前述の判子の事例で言えば、完全に判子を廃止するには法律なども変えなければならない。技術開発とは直接関係ない、こうした“周辺領域”は、ベンチャー企業が苦手とする部分だが、時間で解決するはずもなく、相応の努力が必要だろうと加納氏は述べる。

複数の企業・団体が参画するコンソーシアムを通じて、意見や技術仕様を統一しようというのは1つの手だが、利害の複雑さからコンソーシアムそのものが乱立してしまうケースもある。ブロックチェーンの技術的問題よりも、むしろこうした“人間系”の問題の方が難題かもしれないと加納氏・福島氏は口を揃えていた。
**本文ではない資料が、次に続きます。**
PR #8079, opened 2024-09-10
Add indexes to improve performance diagnose endpoint

arnaudsjs:
# Description

This PR adds indexes that are required by the diagnose endpoint.

Part of https://github.com/inmanta/inmanta-lsm/pull/1881

# Self Check:

- [x] Changelog entry


Hugo-Inmanta (approved):

src/inmanta/db/versions/v202409090.py
```diff
@@ -0,0 +1,29 @@
...
+
+from asyncpg import Connection
+
+
+async def update(connection: Connection) -> None:
+    """
+    Add indexes required by the diagnose endpoint.
+    """
+    schema = """
+    CREATE INDEX report_started_compile_returncode ON report(started DESC, compile, returncode);
```
sanderr, line 27: Are you sure that this index is actually used by the query? I'm surprised to see it here, since we first select on compile and returncode, and only then sort on `started`. Futhermore, I'd expect the set of reports to sort on to be either one or none.

sanderr (changes requested):

src/inmanta/db/versions/v202409090.py
arnaudsjs: You are right. I swaped it around. It should have been `(compile, returncode, started DESC)`. I'll change that. Thanks!

sanderr: But even then, is the index worth it? Do we ever expect the `compile, returncode` match to return more than one record?

sanderr: i.e. we stop after the first failed compile stage, don't we?

sanderr (approved):

PR #8090, opened 2024-09-13
Add failed state and test second deploy

### LINKED ISSUE #8010: resource scheduler: agent instrumentation
Implement the interaction between scheduler and agent. Make sure the scheduler can drive the agent on a per-resource basis. Make sure the old mode still works when the config option (part of #8009) is set.

- [x] start scheduler on the agent if the new mode is selected
- [x] implement `Scheduler._run_task` to request an executor and to delegate the resource action request to it, focus on deploy only

- [x] add test with dummy executor

- [x] clean up
  - collect discussion points in slides? 
- [x] merge PR 1
- [ ] look into state representation and propagation
- [ ] test DB state Vs scheduler state
- [ ] process failures appropriately 

#7561 already contains parts of this, though it was created before the resource scheduler design, it may or may not be easier to just start from scratch

wouterdb:
# Description

Basic end-to-end testing

close #8010 

# Self Check:

- [X] Attached issue to pull request
- [x] Changelog entry


src/inmanta/deploy/work.py
```diff
@@ -20,47 +20,31 @@
...
-from typing import Callable, Generic, Optional, TypeAlias, TypeVar
+from typing import Callable, Generic, Optional, TypeVar
 
 from inmanta.data.model import ResourceIdStr
 from inmanta.resources import Id
 
 
 @dataclass(frozen=True, kw_only=True)
-class _Task(abc.ABC):
+class Task(abc.ABC):
```
sanderr, line 32: Why still define the ABC here? I think it would make sense to move it to `tasks` as well, so that `work` depends on `tasks` but not vice versa.

src/inmanta/deploy/tasks.py
```diff
@@ -0,0 +1,165 @@
...
+
+    It is used to make sure all workers wake up to observe that they have been closed.
+    It functions mostly as a no-op
+    """
+
+    async def execute(self, scheduler: "scheduler.ResourceScheduler", agent: str) -> None:
+        pass
+
+
+class WithHashMatchTask(work.Task):
```
sanderr, line 45: Where does this name come from? i.e. how does `RefreshFact` care about hash matching? From the implementation I see only the fact that they act on the latest version.

sanderr (changes requested):
Tiny review so far, pending discussion on [Slack](https://inmanta.slack.com/archives/CKRF0C8R3/p1726232081294179?thread_ts=1726221115.255039&cid=CKRF0C8R3).

src/inmanta/deploy/work.py
wouterdb: right, that could make things better 

I found it more natural to have the abstract in one place, but I see the point

src/inmanta/deploy/tasks.py
wouterdb: It may not be the best name, but given the plan to eliminate it, I would not invest too much time in it

sanderr: > the plan to eliminate it

Do you mean given my proposal on Slack? I'm not sure it would go in its entirety but we'll see.

src/inmanta/deploy/tasks.py
```diff
@@ -0,0 +1,182 @@
...
+            # refresh resource details for latest model state
+            new_details: Optional[state.ResourceDetails] = scheduler._state.resources.get(self.resource, None)
+            my_state: state.ResourceState | None = scheduler._state.resource_state.get(self.resource, None)
+            if new_details is not None and new_details.attribute_hash == resource_details.attribute_hash:
+                assert my_state is not None
+                if is_success:
+                    my_state.status = state.ResourceStatus.UP_TO_DATE
+                    my_state.deployment_result = state.DeploymentResult.DEPLOYED
+                else:
+                    # FIXME: WDB to Sander: do we set status here as well?
```
sanderr, line 103: According to the current definition of the status yes, but there's a FIXME attached to that as well, so perhaps we can mark this accordingly?
```suggestion
                    # FIXME[#8008]: WDB to Sander: do we set status here as well?
```

tests/agent_server/deploy/e2e/conftest.py
```diff
@@ -0,0 +1,75 @@
...
+    yield server_config
+    agentmanager.no_auto_start_scheduler = False
+
+
+@pytest.fixture(scope="function")
+async def agent(server, environment):
+    """Construct an agent that can execute using the resource container"""
+    agentmanager = server.get_slice(SLICE_AGENT_MANAGER)
+
+    # First part - test the ResourceScheduler (retrieval of data from DB)
```
sanderr, line 58: Did this comment get lost? It doesn't seem to apply here.

sanderr (changes requested):

src/inmanta/deploy/tasks.py
wouterdb: I mean that

sanderr (approved):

ただ、複数のブロックチェーンが生まれてしまっても、それらを相互接続したり、互換性を持たせられれば、利活用のハードルはぐっと下げられる。加納氏は「http://」に相当するようなわかりやすいプロトコルで、複数のブロックチェーンを行き来できるような仕組み作りを目指したいという。

久田氏も、こうした「インターオペラビリティ」の重要性について同意した。例えば個人情報を行政が管理するとしても、国際化が進む現状を考えれば将来的に海外の国と住民データベースを接続させたいというニーズが発生する可能性もある。このようにデータベースに求められる要件は時代によっても変わるため、異なるブロックチェーンの接続性は重要なトピックだとした。